(What you have to do)
The answer must be every line of the records below that contains the word "thinking".

[Excerpts from a dataset]
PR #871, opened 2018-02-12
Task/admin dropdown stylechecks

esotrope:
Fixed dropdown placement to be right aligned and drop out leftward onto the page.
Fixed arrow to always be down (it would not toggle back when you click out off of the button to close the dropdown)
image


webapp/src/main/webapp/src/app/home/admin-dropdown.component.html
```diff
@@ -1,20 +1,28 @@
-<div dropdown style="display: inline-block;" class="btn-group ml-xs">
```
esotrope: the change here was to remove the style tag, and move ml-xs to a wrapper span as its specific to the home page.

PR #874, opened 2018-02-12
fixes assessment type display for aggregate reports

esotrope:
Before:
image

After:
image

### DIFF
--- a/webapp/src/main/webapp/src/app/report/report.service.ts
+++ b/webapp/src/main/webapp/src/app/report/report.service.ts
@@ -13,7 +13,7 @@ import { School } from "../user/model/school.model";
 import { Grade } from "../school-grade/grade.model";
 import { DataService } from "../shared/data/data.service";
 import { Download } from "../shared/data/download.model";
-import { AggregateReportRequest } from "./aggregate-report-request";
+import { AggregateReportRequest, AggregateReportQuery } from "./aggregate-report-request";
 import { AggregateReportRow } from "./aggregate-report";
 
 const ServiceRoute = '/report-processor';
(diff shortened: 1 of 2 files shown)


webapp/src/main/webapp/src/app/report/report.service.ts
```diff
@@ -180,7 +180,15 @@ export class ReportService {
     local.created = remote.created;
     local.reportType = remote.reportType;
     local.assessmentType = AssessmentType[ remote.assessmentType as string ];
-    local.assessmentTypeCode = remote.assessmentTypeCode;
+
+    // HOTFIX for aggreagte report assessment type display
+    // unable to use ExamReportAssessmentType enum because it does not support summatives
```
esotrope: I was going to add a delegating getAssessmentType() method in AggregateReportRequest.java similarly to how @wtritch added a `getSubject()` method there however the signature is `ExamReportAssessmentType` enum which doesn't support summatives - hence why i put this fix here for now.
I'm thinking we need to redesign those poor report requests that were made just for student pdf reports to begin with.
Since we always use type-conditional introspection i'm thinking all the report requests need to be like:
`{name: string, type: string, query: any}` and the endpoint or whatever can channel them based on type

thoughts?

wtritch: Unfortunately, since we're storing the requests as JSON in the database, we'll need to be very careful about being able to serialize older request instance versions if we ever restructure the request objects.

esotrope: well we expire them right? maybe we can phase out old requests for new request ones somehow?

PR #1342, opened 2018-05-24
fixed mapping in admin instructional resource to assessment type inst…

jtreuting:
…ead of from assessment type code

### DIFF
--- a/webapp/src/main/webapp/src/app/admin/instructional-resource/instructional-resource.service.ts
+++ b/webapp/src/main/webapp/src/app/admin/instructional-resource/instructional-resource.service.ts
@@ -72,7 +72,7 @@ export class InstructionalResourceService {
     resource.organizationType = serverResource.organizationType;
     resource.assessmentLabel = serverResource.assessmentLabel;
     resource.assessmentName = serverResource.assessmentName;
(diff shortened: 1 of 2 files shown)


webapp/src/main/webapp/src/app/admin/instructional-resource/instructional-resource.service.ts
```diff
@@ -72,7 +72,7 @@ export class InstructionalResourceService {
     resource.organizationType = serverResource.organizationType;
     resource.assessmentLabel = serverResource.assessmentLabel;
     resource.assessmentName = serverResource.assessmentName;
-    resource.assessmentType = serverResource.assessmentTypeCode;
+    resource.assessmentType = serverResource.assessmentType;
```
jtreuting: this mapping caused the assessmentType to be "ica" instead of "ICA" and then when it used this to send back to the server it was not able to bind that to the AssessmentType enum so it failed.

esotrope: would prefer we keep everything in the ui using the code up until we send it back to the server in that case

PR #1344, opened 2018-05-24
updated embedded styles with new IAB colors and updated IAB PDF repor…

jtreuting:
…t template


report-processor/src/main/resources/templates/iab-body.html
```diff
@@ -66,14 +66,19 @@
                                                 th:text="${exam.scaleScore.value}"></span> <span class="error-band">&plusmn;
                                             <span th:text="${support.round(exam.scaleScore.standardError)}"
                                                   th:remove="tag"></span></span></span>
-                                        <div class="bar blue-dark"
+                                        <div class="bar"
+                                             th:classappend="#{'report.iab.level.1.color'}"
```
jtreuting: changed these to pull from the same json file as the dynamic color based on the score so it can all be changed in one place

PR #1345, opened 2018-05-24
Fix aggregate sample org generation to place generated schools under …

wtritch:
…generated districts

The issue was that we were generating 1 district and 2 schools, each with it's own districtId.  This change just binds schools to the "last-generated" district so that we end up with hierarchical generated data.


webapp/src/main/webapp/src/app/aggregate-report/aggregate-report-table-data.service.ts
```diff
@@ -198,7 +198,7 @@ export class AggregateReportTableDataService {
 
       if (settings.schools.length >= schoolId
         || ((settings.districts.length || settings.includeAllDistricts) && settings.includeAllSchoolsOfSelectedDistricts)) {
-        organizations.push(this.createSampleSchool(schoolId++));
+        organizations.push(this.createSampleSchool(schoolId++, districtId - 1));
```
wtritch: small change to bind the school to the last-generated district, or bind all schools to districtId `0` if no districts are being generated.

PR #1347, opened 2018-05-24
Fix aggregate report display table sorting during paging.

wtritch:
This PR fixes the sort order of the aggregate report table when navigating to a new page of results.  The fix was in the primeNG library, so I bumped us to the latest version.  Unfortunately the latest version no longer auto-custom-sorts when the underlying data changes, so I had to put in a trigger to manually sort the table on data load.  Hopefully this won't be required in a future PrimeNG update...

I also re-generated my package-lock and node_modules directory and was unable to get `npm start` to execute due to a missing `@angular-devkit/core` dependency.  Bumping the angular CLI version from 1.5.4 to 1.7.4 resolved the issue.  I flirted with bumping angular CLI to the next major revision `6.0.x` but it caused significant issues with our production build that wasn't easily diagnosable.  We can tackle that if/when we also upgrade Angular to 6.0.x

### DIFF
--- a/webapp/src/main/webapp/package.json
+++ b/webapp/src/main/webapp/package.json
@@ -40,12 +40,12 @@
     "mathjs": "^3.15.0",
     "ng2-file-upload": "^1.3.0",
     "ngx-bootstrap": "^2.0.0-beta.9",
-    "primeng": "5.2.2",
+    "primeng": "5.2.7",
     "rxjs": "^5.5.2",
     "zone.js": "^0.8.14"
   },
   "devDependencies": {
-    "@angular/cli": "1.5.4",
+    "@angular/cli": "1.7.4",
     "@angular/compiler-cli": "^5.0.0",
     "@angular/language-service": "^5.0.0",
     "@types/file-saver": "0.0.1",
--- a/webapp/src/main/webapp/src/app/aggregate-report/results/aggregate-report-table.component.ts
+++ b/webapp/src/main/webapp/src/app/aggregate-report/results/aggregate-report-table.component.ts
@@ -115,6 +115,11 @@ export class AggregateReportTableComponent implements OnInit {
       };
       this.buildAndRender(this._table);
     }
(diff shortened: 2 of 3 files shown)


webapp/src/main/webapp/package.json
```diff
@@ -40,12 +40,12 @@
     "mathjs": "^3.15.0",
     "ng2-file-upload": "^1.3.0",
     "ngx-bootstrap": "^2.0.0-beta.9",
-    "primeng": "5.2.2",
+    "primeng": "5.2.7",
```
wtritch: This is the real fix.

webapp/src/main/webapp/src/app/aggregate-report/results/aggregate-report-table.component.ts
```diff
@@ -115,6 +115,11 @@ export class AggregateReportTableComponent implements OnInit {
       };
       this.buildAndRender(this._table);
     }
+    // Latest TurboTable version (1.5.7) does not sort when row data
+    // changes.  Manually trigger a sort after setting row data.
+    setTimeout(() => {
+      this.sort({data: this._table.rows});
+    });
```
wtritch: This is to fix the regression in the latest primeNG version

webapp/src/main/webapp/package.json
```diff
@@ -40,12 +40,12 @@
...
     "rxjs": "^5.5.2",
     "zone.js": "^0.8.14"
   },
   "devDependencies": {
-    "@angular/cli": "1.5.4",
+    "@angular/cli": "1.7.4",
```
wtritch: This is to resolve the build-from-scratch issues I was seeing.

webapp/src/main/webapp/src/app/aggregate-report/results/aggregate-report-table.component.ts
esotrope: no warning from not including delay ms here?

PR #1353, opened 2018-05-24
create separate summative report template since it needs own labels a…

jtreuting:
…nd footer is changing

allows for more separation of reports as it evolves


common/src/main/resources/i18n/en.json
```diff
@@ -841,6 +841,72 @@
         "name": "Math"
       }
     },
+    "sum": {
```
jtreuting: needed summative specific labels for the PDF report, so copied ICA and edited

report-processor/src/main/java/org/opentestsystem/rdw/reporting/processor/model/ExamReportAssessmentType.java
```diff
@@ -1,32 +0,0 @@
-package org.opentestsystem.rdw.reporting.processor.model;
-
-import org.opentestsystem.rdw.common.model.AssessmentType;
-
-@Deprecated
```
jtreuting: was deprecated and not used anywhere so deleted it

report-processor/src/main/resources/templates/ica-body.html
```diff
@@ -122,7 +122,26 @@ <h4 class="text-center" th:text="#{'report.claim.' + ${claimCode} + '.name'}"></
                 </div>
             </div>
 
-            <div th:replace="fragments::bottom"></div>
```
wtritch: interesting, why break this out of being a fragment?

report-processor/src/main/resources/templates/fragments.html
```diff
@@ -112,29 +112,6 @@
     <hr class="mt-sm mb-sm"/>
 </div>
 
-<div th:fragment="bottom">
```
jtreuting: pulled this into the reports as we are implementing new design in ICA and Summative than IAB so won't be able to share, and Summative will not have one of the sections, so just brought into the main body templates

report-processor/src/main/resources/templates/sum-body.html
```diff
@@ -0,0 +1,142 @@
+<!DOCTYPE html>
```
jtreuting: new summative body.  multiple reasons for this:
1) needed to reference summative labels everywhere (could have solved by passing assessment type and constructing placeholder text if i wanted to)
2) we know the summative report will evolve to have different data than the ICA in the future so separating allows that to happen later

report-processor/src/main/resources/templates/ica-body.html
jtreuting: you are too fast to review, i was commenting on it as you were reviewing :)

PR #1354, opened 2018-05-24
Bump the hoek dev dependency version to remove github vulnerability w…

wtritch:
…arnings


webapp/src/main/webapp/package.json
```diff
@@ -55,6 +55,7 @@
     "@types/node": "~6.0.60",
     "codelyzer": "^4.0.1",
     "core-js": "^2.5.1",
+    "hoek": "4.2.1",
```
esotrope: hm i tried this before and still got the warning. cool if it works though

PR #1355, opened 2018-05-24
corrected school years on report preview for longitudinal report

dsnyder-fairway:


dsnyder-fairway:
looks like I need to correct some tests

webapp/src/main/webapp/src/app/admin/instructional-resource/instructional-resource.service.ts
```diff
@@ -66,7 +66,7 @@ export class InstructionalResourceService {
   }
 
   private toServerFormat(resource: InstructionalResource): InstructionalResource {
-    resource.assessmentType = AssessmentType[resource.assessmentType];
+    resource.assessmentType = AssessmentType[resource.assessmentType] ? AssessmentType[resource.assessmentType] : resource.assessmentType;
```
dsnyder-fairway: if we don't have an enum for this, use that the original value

(Solution for this problem)
I'm thinking we need to redesign those poor report requests that were made just for student pdf reports to begin with.
Since we always use type-conditional introspection i'm thinking all the report requests need to be like:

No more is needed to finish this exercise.